START Material to process
PR #3874, opened 2024-10-11
Feat/a2 1191 rule 6 login email

topickering:
## Ticket Number

https://pins-ds.atlassian.net/browse/A2-1191
https://pins-ds.atlassian.net/browse/A2-1221
https://pins-ds.atlassian.net/browse/A2-1207
https://pins-ds.atlassian.net/browse/A2-1204
https://pins-ds.atlassian.net/browse/A2-1202
https://pins-ds.atlassian.net/browse/A2-1223
https://pins-ds.atlassian.net/browse/A2-1239

## Description of change

Adds the new log-in routes for Rule 6 Users

## Checklist

- [X New features have tests

## Important


packages/forms-web-app/src/controllers/rule-6/enter-code.js
```diff
@@ -0,0 +1,197 @@
...
+ * @property {boolean} isGeneralLogin - defines if this enter code journey is for a general appeal log in, unrelated to an appeal
+ */
+
+/**
+ * Creates a one time password grant via the auth server
+ * @param {string} email
+ * @param {string} action
+ * @returns {Promise<void>}
+ */
+const createOTPGrant = async (email, action) => {
```
bryn-pins, line 26: lets reuse this function in auth-client perhaps

bryn-pins (commented):
looks fairly clean
Only thing I think we're missing is a means to know if it's a rule 6 enabled user or not, I think currently this allows either an appellant or LPA user into the rule6 dashboard, which I _think_ we should stop?

probably a case of separate middleware
and a separate createRule6UserSession in user service, that checks they have a rule6 role on any appeal

topickering:
Yes, I did wonder whether we want to check for R6 Users specifically via middleware - we've not moved on the the dashboard yet but that would only show appeals linked to that Rule6 user, but I suppose a benefit of the middleware might be that it wouldn't even allow them to see an empty dashboard.

packages/forms-web-app/src/controllers/rule-6/enter-code.js
topickering: Good idea - there is a fair amount of common code which could be refactored here I think.

bryn-pins (approved):

PR #3878, opened 2024-10-17
feat(a2-1239): add rule 6 user middleware

topickering:
## Ticket Number

## Checklist

- [ ] New features have tests

## Important

### DIFF
--- a/packages/appeals-service-api/src/repositories/sql/appeal-user-repository.js
+++ b/packages/appeals-service-api/src/repositories/sql/appeal-user-repository.js
@@ -87,9 +87,6 @@ class AppealUserRepository {
 		return await this.dbClient.appealUser.findUnique({
 			where: {
 				email
-			},
-			include: {
-				Rule6Parties: true
 			}
 		});
 	}
@@ -104,6 +101,23 @@ class AppealUserRepository {
 		return await this.dbClient.appealUser.findUnique({
 			where: {
 				id
+			}
+		});
+	}
+
+	/**
+	 * Get a user with Rule 6 Parties relation by email
+	 *
+	 * @param {string} email
+	 * @returns {Promise<AppealUser|null>}
+	 */
+	async getWithRule6Parties(email) {
+		return await this.dbClient.appealUser.findUnique({
+			where: {
+				email
+			},
+			include: {
+				Rule6Parties: true
 			}
 		});
 	}
--- a/packages/appeals-service-api/src/repositories/sql/appeal-user-repository.js
+++ b/packages/appeals-service-api/src/repositories/sql/appeal-user-repository.js
@@ -87,6 +87,9 @@ class AppealUserRepository {
 		return await this.dbClient.appealUser.findUnique({
 			where: {
 				email
+			},
+			include: {
+				Rule6Parties: true
 			}
 		});
 	}
--- a/packages/appeals-service-api/src/spec/api-types.d.ts
+++ b/packages/appeals-service-api/src/spec/api-types.d.ts
@@ -577,9 +577,7 @@ export interface AppealUser {
 	isLpaAdmin?: boolean;
 	/** if an LPA user, the status of this user, e.g. have they logged in and confirmed their email */
 	lpaStatus?: 'added' | 'confirmed' | 'removed';
-	Appeals?: object[];
 	Rule6Parties?: object[];
-	SecurityToken?: object;
 }
 
 /** A final comment submitted by an appellant */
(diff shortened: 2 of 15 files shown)


packages/forms-web-app/src/controllers/rule-6/enter-code.js
```diff
@@ -51,6 +51,12 @@ const getEnterCodeR6 = (views) => {
 
 		const email = getSessionEmail(req.session, false);
 
+		const isRule6User = await isRule6UserByEmail(req, email);
+
+		if (!isRule6User) {
+			return renderEnterCodePage(`/${views.EMAIL_ADDRESS}`);
```
bryn-pins, line 57: I think this gives away that a user has rule6 status
See last scenario on A2-1202
User should be able to post a code but it should just always fail, not redirect to email
But we don't want them to receive an email with a code, so just render page without generating

packages/forms-web-app/src/controllers/rule-6/enter-code.js
```diff
@@ -105,14 +110,13 @@ const postEnterCodeR6 = (views) => {
...
-			enterCodeId,
-			sessionEmail,
-			action,
-			req.session?.appeal?.lpaCode,
-			true
-		);
+		const isRule6User = await isRule6UserByEmail(req, sessionEmail);
+
+		if (!isRule6User) {
+			return res.redirect(`/${views.EMAIL_ADDRESS}`);
```
bryn-pins, line 116: put this check after the other token checks and do
return renderError('Enter the correct code');

packages/appeals-service-api/src/spec/appeal-user.yaml
```diff
@@ -33,4 +33,18 @@ components:
         lpaStatus:
           type: string
           enum: ['added', 'confirmed', 'removed']
-          description: if an LPA user, the status of this user, e.g. have they logged in and confirmed their email?
+          description: if an LPA user, the status of this user, e.g. have they logged in and confirmed their email
+
+        # relations
```
bryn-pins, line 38: Do we return Appeals on some endpoints?
Security Token isn't anywhere is it, that should only be in Auth server?

packages/appeals-service-api/src/repositories/sql/appeal-user-repository.js
```diff
@@ -87,6 +87,9 @@ class AppealUserRepository {
 		return await this.dbClient.appealUser.findUnique({
 			where: {
 				email
+			},
+			include: {
```
bryn-pins, line 91: I think this would be better done in a separate api call/repo function (or base off of a param)
Majority of users aren't rule 6 and the majority of calls to this won't need this data and this is probably a hot path, so best to avoid repeat lookups to this table

bryn-pins: If interested you could look at using a scope request for the id token that returns if a user has rule6 status from the auth server. We can then check this on api requests without additional db lookups to secure any rule 6 api only endpoints

packages/forms-web-app/src/controllers/rule-6/enter-code.js
topickering: Part of my reasoning for putting it here was to avoid a non-Rule 6. user being able to use the override test code in dev and test.  Any problem with having the check here, before the token checks, but with the renderError rather than redirect?

packages/appeals-service-api/src/repositories/sql/appeal-user-repository.js
topickering: I've added a new api call rather than using the scope request - can investigate that further if you think it's a better approach

packages/forms-web-app/src/controllers/rule-6/enter-code.js
topickering: Actually, have put the rule 6 check after some token checks, makes sense and still prevents non-r6 using the test code, it occurs before the rule6 user session creation

bryn-pins: No problem think I was thinking through a way to get the tooManyAttempts error to still work for non rule 6 users, but that isn't really possible

yes main thing here is to render error not redirect

packages/appeals-service-api/src/spec/api-types.d.ts
```diff
@@ -575,8 +575,11 @@ export interface AppealUser {
 	lpaCode?: string;
 	/** if an LPA user, whether this user is an admin for that LPA */
 	isLpaAdmin?: boolean;
-	/** if an LPA user, the status of this user, e.g. have they logged in and confirmed their email? */
+	/** if an LPA user, the status of this user, e.g. have they logged in and confirmed their email */
 	lpaStatus?: 'added' | 'confirmed' | 'removed';
+	Appeals?: object[];
```
bryn-pins, line 580: need to run the autogen script?

topickering: Yep! Done now

bryn-pins (dismissed):

bryn-pins (approved):

PR #3886, opened 2024-10-22
Refactor/fix question typing

Si3rr4wow:
## Ticket Number

## Checklist

- [ ] New features have tests

## Important


packages/forms-web-app/src/dynamic-forms/dynamic-components/utils/question-utils.js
END Material to process
## Work instructions
Determine the number of lines in the data above that contain the word "action", and provide only that figure.

## Answer space
3